36. A method for the delivery of a polypeptide to a vertebrate, the method comprising the steps of:

(b) obtaining a red blood cell containing the fusion protein from the animal;

(c) sensitising the red blood cell to render it susceptible to disruption by an energy source;

(d) introducing the sensitised red blood cell to a vertebrate; and

(e) exposing the vertebrate, or a part of it, to an energy source at a level sufficient to disrupt the sensitised red blood cell.

37. A method of producing a polypeptide agent-MTS conjugate, the method comprising the steps of:

(a) isolating a red blood cell from a transgenic animal carrying and expressing a transgene encoding a fusion protein comprising the polypeptide and a membrane translocation sequence (MTS);

(b) sensitising the red blood cell to render it susceptible to disruption by an energy source;

(c) exposing the red blood cell to an energy source sufficient to disrupt the sensitized red blood cell; and

(d) isolating the fusion protein to provide the polypeptide agent-MTS conjugate.

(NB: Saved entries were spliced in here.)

PR #14364, opened 2026-07-22
docs: add Large File Streaming section

othmanemad:
## Description

Adds user- and developer-facing documentation for the **large file streaming** capability (PRs #14251, #14356, #14347).

- New page `build-pieces/piece-reference/large-file-streaming.mdx`: what streaming is and why (worker memory budget / OOM), when to use it (buffer vs. stream), which pieces support it (Amazon S3 today), and a developer how-to for streaming **reads** (`Property.File({ streaming: true })` → `ApStreamingFile`) and **writes** (`ctx.files.write` accepting a `Readable`). Prominently discloses that full streaming requires S3 file storage, plus size limits and caveats (one-shot streams, dropped multipart webhook signature verification).
- Registers the page in the Piece Reference nav group.
- Cross-links from `files.mdx` (the `Write` section now notes `data` accepts a `Readable`) and from the user-facing `flows/passing-data.mdx` so flow builders discover it.

All three implementation PRs are now merged, and `main` is merged into this branch. Reviewing the docs against the merged code turned up four claims written against a design that had since changed, plus two stale `brain/` pages — corrected in 80a32c5:

- `#14347` rewrote Amazon S3 **Upload File** from `putObject({ Body, ContentLength })` to `lib-storage`'s `Upload`. The how-to told piece authors to pass `ContentLength: file.size`, steering them onto the size-dependent path that silently falls back to buffering whenever `size` is absent — including any `Content-Encoding`-compressed source, i.e. the exact case streaming exists for. Now shows `Upload`, and demotes `size` to informational.
- The retry caveat claimed any failure after the transfer starts is fatal. True of a single PUT, wrong of `Upload`: each ~5&nbsp;MB part is buffered before sending, so parts are individually replayable. What is non-retryable is the transfer *as a whole* (a one-shot source `Readable`).
- `AP_MAX_FILE_SIZE_MB` was described as applying to streamed files generally. It is enforced on the `ctx.files.write` path only; streamed **inputs** are deliberately uncapped (see decision 000014).
- Dropped an invented HTTP `413` status — no code path returns it.
- Decision `000014` and `brain/wiki/data-storage-observability/file-storage.md` both still documented the superseded `putObject` design; they now record what replaced it and why.

## How was this tested?

[...]

PR #14417, opened 2026-07-26
fix(pieces): stream large files to prevent sandbox OOM

othmanemad:
## Description

Six storage pieces buffered whole files into the piece sandbox on upload and download, which OOMs the worker on large files. They now stream instead, using the primitives already on main (`Property.File({ streaming: true })` → `ApStreamingFile`, and `ctx.files.write({ data: Readable })`).

| Piece | Upload (streams in) | Download (streams out) |
|---|---|---|
| Dropbox | Upload file | Download File |
| Google Drive | Upload file | shared `get-file-content.ts` — also serves Read File Content, List files, Set public access, New File trigger |
| Microsoft OneDrive | Upload file *(chunked loop rebuilt)* | Get File |
| Microsoft SharePoint | Upload File | — |
| Azure Blob Storage | Create Blob | Read Blob |
| FTP/SFTP | Upload File | Read File Content |

**Downloads** hand the source `Readable` straight to `ctx.files.write` instead of `Buffer.from(arrayBuffer)`.

**Uploads** consume `file.body`. How depends on what the destination client accepts:
- Azure `uploadStream`, Google Drive `media.body` and SFTP `client.put` take the stream directly.
- Dropbox, SharePoint and OneDrive upload in a single HTTP request, so they need an explicit `Content-Length` — they use `file.size` and fall back to buffering only when the source reports no size (identical to pre-streaming behaviour).

### Shared enabler: `pieces-common` `httpClient`

- `responseType: 'stream'` returns a `Readable`; a `Readable` request body is sent with `duplex: 'half'`.
- **Stream bodies now skip the retry loop** (`retries` forced to `0`). The loop reuses the body serialized before the first attempt, and both stream shapes — a raw `Readable` and the `PassThrough` a `form-data` payload is piped into — are one-shot, so a retry would replay a drained stream and send a truncated body. Real replay would need a body-*factory* API and a change at every call site. This applies to any piece sending a stream through `httpClient`, not just these six.

### Piece-specific notes

- **OneDrive** pulls fixed-size 10 MiB chunks (a multiple of the 320 KiB Graph requires) off the `Readable` for its resumable upload session, computing `Content-Range` per chunk.
- **SharePoint** uploads through `httpClient` rather than the Graph SDK: `@microsoft/microsoft-graph-client@3.0.7` can't stream a `Readable` under undici (`.put()` JSON-stringifies it; `.putStream()` builds a `Request` with no `duplex` and throws). The SDK still resolves the parent folder.

Self-hosted **DB-backed** installs are unaffected: `fileService.save` buffers a streamed `files.write` into the `bytea` column server-side, the same memory profile DB storage always had. The sandbox-side OOM fix holds on every backend; S3 backends stream end-to-end.

### Docs

`docs/build-pieces/piece-reference/large-file-streaming.mdx` (added in #14364) was written when Amazon S3 was the only streaming piece, so it was stale on arrival:

- Piece table now lists all seven pieces, split into streams-in / streams-out.
- New **per-service upload ceilings** section: Dropbox `/2/files/upload` is [documented for files under 150 MB](https://developers.dropbox.com/dbx-performance-guide) and Graph's simple `PUT …/content` [supports up to 250 MB](https://learn.microsoft.com/en-us/graph/api/driveitem-put-content), so those two actions stay bounded by the destination API rather than by memory. OneDrive escapes this via its chunked session; SharePoint has no chunked path. Both are pre-existing API limits, not regressions.
- The "reading a file as a stream" how-to teaches three uploader patterns in preference order instead of only the S3 one.
- The retry caveat and `packages/pieces/CLAUDE.md` now document the `httpClient` no-retry rule.
- Decision `000014` records that rule with the rejected body-factory alternative, and names the three consumers that still buffer when `size` is absent (main's text implied none did).

Version bumps: `pieces-common` (0.12.7) + the 6 pieces.

## How was this tested?

- `turbo run build` (tsc) + `turbo run lint` across all affected packages — 0 errors.
- OneDrive `readChunks` boundary logic verified across edge cases (empty, sub-chunk, exact multiple, remainder, byte-at-a-time, single push): every non-last chunk equals the chunk size, `Content-Range` offsets stay contiguous, bytes reassemble exactly.
- Retry safety audited per destination, since a drained stream is the failure mode: Azure's `BufferScheduler` stages each block as a `() => buffer.getReadableStream()` **factory**, so its retry policy replays blocks; gaxios' default `httpMethodsToRetry` excludes POST, so Google Drive's `files.create` never retries; SFTP has no retry layer; the three `httpClient` pieces are covered by the `retries: 0` guard above.
- DB vs S3 write path confirmed by reading `fileService.save` (`FileLocation.DB` buffers the `Readable` into `bytea`; `FileLocation.S3` uses `uploadStream`).
- Both documented size ceilings checked against the vendor docs linked above.
- Edition-agnostic (piece-level, no server or edition branching). Not exercised against live third-party APIs.

Fixes # (no issue)

Action inputs and outputs are unchanged, `Property.File` reuses `PropertyType.FILE` (zero frontend change), and no env vars, DB columns, or API fields are touched. Self-hosters need take no action.

One judgement call worth a reviewer's eye: the `httpClient` `retries: 0` guard is a behaviour change for any piece that sets `retries` **and** sends a stream body. Today that is only the actions in this PR, and the previous behaviour silently sent a truncated body, so this is scored as a bug fix rather than a functional break. Say the word if you'd rather it carried the `⛓️‍💥 breaking-change` label and a `breaking-changes.mdx` entry.

Touches file handling and outbound HTTP body/response handling in the sandbox `httpClient`. **No new exposure:** SSRF egress is enforced at the engine's `dns.lookup` / `Socket.connect` guards, which are unchanged and independent of body or response type, and the server-side streamed-upload path keeps its `enforceByteLimit` guard. This is the sandbox `httpClient`, not `packages/server/{api,worker,utils}`, so the `safe-http` rule does not apply.


AbdulTheActivePiecer (approved):
// @ts-expect-error -- undici streams a Node web ReadableStream body; the DOM fetch types omit the fromWeb overload

can you please double check that if we switch the lib config in the tsconfig of the packages to es2022 would rid us of this type issue or not ?

kishanprmr (approved):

38. A method according to any of Claims 34 to 37, in which the transgenic animal is selected from the group consisting of: mouse, rat, rabbit, sheep, goat, cow, and pig.

39. A method according to any of Claims 34 to 38, in which the polypeptide is expressed under the control of a β-globin promoter or enhancer.

40. A method according to any of Claims 34 to 39, in which the polypeptide is expressed under the control of a β-globin Locus Control Region (LCR).